The concordance definition file allows the following columns:

  • Name: a name for the ConceptualVariable to be created.
  • Label: a label for the ConceptualVariable to be created.
  • Description: a description for the ConceptualVariable to be created.
  • Topic: the topical group to which the ConceptualVariable should be assigned.

All other columns are used to locate datasets. The column name should match the name of a data file.

The Bulk Ingest command performs the following actions when processing a concordance definition file.

  • For each row of the concordance definition file
    • A ConceptualVariable is located or created
    • The ConceptualVariable is assigned to a topical group based on the Topic column
    • For each dataset locator column, a variable with the specified name is located within that file
    • That variable is declared comparable with the row’s ConceptualVariable by creating a relationship to an appropriate RepresentedVariable, which in turn has a relationship to the ConceptualVariable.

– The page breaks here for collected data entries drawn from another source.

PR #128, opened 2016-12-22
Add unit tests for StorageFile class #104

### LINKED ISSUE #104: Add unit tests for StorageFile class
as per title

zzzzwen:
Fix #104 

Some format issues still.
I wonder if unit test on `StorageFile` can depend on `AddressBook` class or it is necessary to create another 'AddressBook' stub for this test though I only uses empty `AddressBook.`


zzzzwen:
Ready for review

test/java/seedu/addressbook/storage/InvalidData.txt
```diff
@@ -0,0 +1,9 @@
+<?xml version="1.0" encoding="UTF-8" standalone="yes"?>
+<AddressBook>
+    <persons>
+        <name>John Doe</name>
+
+        <email isPrivate="false">johnd@gmail.com</email>
+        <address isPrivate="false">John street, block 123, #01-01</address>
+    </persons>
+</AddressBook>
```
damithc: Is this meant to be valid xml but invalid data, or invalid xml? Either way, make it more obvious? e.g use content that is obviously invalid. For example, this is clearly not even xml
```
This is some random text, not even xml
``` 
This is valid xml, but invalid data
```xml
<?xml version="1.0" encoding="UTF-8" standalone="yes"?>
<Invalid>
    <data>blah</data>
</Invalid>
```

test/java/seedu/addressbook/storage/StorageFileTest.java
```diff
@@ -0,0 +1,95 @@
...
+        //the field in xml data does not match the AddressBook class, exception thrown 
+        StorageFile storage = new StorageFile(TEST_DATA_FOLDER + "/InvalidData.txt");
+        thrown.expect(StorageOperationException.class);
+        storage.load();
+    }
+
+    @Test
+    public void load_validFormat() throws StorageOperationException, IllegalValueException {
+        StorageFile storage = new StorageFile(TEST_DATA_FOLDER + "/ValidData.txt");
+        AddressBook ab = storage.load();
```
damithc: With a utility method, you can shorten this code like this:
```java
getStorage("/ValidData.txt").load();
```

test/java/seedu/addressbook/storage/StorageFileTest.java
```diff
@@ -0,0 +1,95 @@
...
+        Person testPerson = new Person(new Name("John Doe"), 
+                                       new Phone("98765432", false),
+                                       new Email("johnd@gmail.com", false), 
+                                       new Address("John street, block 123, #01-01", false),
+                                       new UniqueTagList(Collections.emptySet()));
+        
+        // ensure loaded AddressBook Object is properly constructed with sample data
+        assertTrue(ab.getAllPersons().contains(testPerson));
```
damithc: Do a stronger comparison between the expected addressbook and the actual? Can be done as a separate issue (just put a `//TODO` here.

test/java/seedu/addressbook/storage/StorageFileTest.java
```diff
@@ -0,0 +1,95 @@
...
+    @Test
+    public void initStorageFile_nullFilePath_exceptionThrown() throws InvalidStorageFilePathException {
+        //creating StroageFile with null filepath
+        thrown.expect(NullPointerException.class);
+        new StorageFile(null);
+    }
+
+    @Test
+    public void initStorageFile_invalidFilePath_exceptionThrown() throws InvalidStorageFilePathException {
+        //creating StorageFile with file not ending with .txt
```
zzzzwen: So I just leave as .txt first

test/java/seedu/addressbook/storage/InvalidData.txt
zzzzwen: In my thought, here i only check whether the xml format is valid. i.e. have relevant <Name><phone>... pairs according to the AddressBook class but in this test, I'm not testing whether data is valid, i.e. not testing the situation where <phone>abcdefg</phone>

zzzzwen: In the `StorageFile` class, it also only converts directly from data to the relevant Object as long as the xml structure is correct

test/java/seedu/addressbook/storage/StorageFileTest.java
zzzzwen: What is "stronger comparison" ? Is it comparing char by char?

test/java/seedu/addressbook/storage/StorageFileTest.java
zzzzwen: To separate as a utility method here is a bit redundant here, because only in this single test case such utility method is applicable and `save_validAddressBook()` this single test case also make use of StorageFile Object. Is it necessary to make it as 

StorageFile storage = getStorage("/temp.txt")
storage.save(ab)

zzzzwen: `StorageFIle storage = getStorage("/temp.txt")` and `StorageFile storage = new StorageFile(TEST_DATA_FOLDER + "/temp.txt");` looks the same to me but the first one creates another method

zzzzwen: Ahhh, looks like use a utility method is simpler and I have changed

zzzzwen:
@damithc 
Updated, what do you mean by "Stronger comparison" ? In what ways should the files be compared

test/java/seedu/addressbook/storage/StorageFileTest.java
damithc: Yes.

test/java/seedu/addressbook/storage/StorageFileTest.java
damithc: I meant the the entire address book object has exactly the expected data and nothing else (i.e. do an `equals` rather than `contains`). The current test can pass even if the address book loaded has more than one person objects.

test/java/seedu/addressbook/storage/InvalidData.txt
damithc: I see. Why is this xml file invalid? It's not immediately clear.

test/java/seedu/addressbook/storage/StorageFileTest.java
zzzzwen: Oh ok, will do that way

zzzzwen:
Updated

test/java/seedu/addressbook/storage/StorageFileTest.java
```diff
@@ -0,0 +1,99 @@
...
+        // ensure loaded AddressBook Object is properly constructed with sample data
+        assertTrue(ab.getAllPersons().equals(list));
+    }
+
+    @Test
+    public void save_nullAddressBook_exceptionThrown() throws InvalidStorageFilePathException, StorageOperationException {
+        //save null AddressBook object to StorageFile
+        StorageFile storage = getStorage("/temp.txt");
+        thrown.expect(NullPointerException.class);
+        storage.save(null);
```
damithc: Can line 69 and 71 be combined?

test/java/seedu/addressbook/storage/InvalidData.txt
```diff
@@ -0,0 +1,6 @@
+<?xml version="1.0" encoding="UTF-8" standalone="yes"?>
+<AddressBook>
+    <persons>
+		<invalid>data</invalid>
```
damithc: This indentation is wrong. Is that intentional?

test/java/seedu/addressbook/storage/StorageFileTest.java
```diff
@@ -0,0 +1,99 @@
...
+    @Test
+    public void initStorageFile_invalidFilePath_exceptionThrown() throws InvalidStorageFilePathException {
+        //creating StorageFile with file not ending with .txt
+        thrown.expect(IllegalValueException.class);
+        new StorageFile(TEST_DATA_FOLDER + "/InvalidFileName");
+    }
+
+    @Test
+    public void load_invalidFormat_exceptionThrown() throws InvalidStorageFilePathException, StorageOperationException {
+        //the field in xml data does not match the AddressBook class, exception thrown
```
damithc: `// The file contains valid xml data, but does not match the AddressBook class`

test/java/seedu/addressbook/storage/InvalidData.txt
zzzzwen: Oh, it's two tabs, i will change it to 8 spaces for this line

zzzzwen:
Updated

test/java/seedu/addressbook/storage/StorageFileTest.java
pyokagan: Shouldn't all these comments be encoded within the method name instead?

e.g. `initStorageFile_noTxtExtension_throwsIllegalValueException()`

test/java/seedu/addressbook/storage/StorageFileTest.java
```diff
@@ -0,0 +1,98 @@
...
+    }
+
+    private StorageFile getStorage(String filename) throws InvalidStorageFilePathException {
+        return new StorageFile(TEST_DATA_FOLDER + filename);
+    }
+
+    private boolean compareFile(String file1, String file2) throws IOException {
+        String s1 = new String(Files.readAllBytes(Paths.get(TEST_DATA_FOLDER + file1)));
+        String s2 = new String(Files.readAllBytes(Paths.get(TEST_DATA_FOLDER + file2)));
+        return s1.equals(s2);
```
pyokagan: May wish to use `assertEquals()` directly here, JUnit will provide more useful error information such as a diff of how the two strings differ.

test/java/seedu/addressbook/storage/StorageFileTest.java
```diff
@@ -0,0 +1,98 @@
...
+        // ensure xml data for sample data is properly structured and saved
+        assertTrue(compareFile("/temp.txt", "/ValidData.txt"));
+    }
+
+    private StorageFile getStorage(String filename) throws InvalidStorageFilePathException {
+        return new StorageFile(TEST_DATA_FOLDER + filename);
+    }
+
+    private boolean compareFile(String file1, String file2) throws IOException {
+        String s1 = new String(Files.readAllBytes(Paths.get(TEST_DATA_FOLDER + file1)));
```
pyokagan: Use `Paths.get(TEST_DATA_FOLDER, file1)` rather than string concatenation?

Then you don't need to prefix all your file paths with `/`.

test/java/seedu/addressbook/storage/StorageFileTest.java
```diff
@@ -0,0 +1,98 @@
...
+                                       new UniqueTagList(Collections.emptySet()));
+        ab.addPerson(testPerson);
+        storage.save(ab);
+
+        // ensure xml data for sample data is properly structured and saved
+        assertTrue(compareFile("/temp.txt", "/ValidData.txt"));
+    }
+
+    private StorageFile getStorage(String filename) throws InvalidStorageFilePathException {
+        return new StorageFile(TEST_DATA_FOLDER + filename);
```
pyokagan: Use `Paths.get()` rather than string concatenation here as well? Or use `File.separator`.

Then you don't need to prefix all your file paths with `/`.

test/java/seedu/addressbook/storage/StorageFileTest.java
```diff
@@ -0,0 +1,98 @@
...
+import seedu.addressbook.data.person.Name;
+import seedu.addressbook.data.person.Person;
+import seedu.addressbook.data.person.Phone;
+import seedu.addressbook.data.person.UniquePersonList;
+import seedu.addressbook.data.tag.UniqueTagList;
+import seedu.addressbook.storage.StorageFile.InvalidStorageFilePathException;
+import seedu.addressbook.storage.StorageFile.StorageOperationException;
+
+public class StorageFileTest {
+    private static final String TEST_DATA_FOLDER = "./test/java/seedu/addressbook/storage";
```
pyokagan: Why the `./` in front? Shouldn't be needed.

(Yes, I know the other tests have this issue as well).

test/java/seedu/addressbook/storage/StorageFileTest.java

A sample concordance definition file looks like this:

Name Label Topic wave1 wave2 wave3 wave4 custom:Comparability
age The age of the respondent Demographics:Person age age age age Here are some notes about how the data compare across waves.
sex Sex of the respondent Demographics:Person sex sex sex sex  
country Country in which the respondent lives Demographics:Location country country country country  

Custom Fields in Concordance Definition Files

Custom fields can also be applied to variables using a concordance definition file. To apply information in custom fields on a conceptual variable, add extra columns that begin with custom:. For example, to add a field named Comparability, add a column named custom:Comparability.